(Records shown)
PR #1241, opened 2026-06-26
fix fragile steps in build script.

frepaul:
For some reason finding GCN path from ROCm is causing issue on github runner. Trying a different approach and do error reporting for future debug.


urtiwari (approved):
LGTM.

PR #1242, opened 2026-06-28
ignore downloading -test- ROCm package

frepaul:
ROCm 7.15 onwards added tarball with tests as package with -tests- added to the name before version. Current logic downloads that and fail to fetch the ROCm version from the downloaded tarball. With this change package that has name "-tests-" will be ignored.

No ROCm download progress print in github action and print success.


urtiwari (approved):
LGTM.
(End Records shown)
(Records shown)
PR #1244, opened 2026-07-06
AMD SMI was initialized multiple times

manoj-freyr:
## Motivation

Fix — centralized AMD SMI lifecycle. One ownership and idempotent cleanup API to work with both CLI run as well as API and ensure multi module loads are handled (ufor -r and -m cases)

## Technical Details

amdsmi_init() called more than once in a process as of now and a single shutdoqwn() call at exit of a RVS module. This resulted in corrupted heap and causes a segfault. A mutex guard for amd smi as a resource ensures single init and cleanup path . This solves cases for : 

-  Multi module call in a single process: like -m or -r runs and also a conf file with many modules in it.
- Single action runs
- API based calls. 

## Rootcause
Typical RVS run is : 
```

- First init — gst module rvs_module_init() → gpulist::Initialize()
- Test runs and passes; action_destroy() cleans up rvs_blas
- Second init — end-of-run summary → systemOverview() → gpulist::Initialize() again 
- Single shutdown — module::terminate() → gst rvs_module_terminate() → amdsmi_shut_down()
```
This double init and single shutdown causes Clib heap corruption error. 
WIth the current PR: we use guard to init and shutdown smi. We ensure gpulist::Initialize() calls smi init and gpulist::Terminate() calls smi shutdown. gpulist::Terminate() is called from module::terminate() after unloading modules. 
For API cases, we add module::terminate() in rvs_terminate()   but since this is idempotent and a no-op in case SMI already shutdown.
(End Records shown)
Work to complete: Return each line of the data above that includes the word "calls".

Result of this exercise:
- API based calls. 
WIth the current PR: we use guard to init and shutdown smi. We ensure gpulist::Initialize() calls smi init and gpulist::Terminate() calls smi shutdown. gpulist::Terminate() is called from module::terminate() after unloading modules. 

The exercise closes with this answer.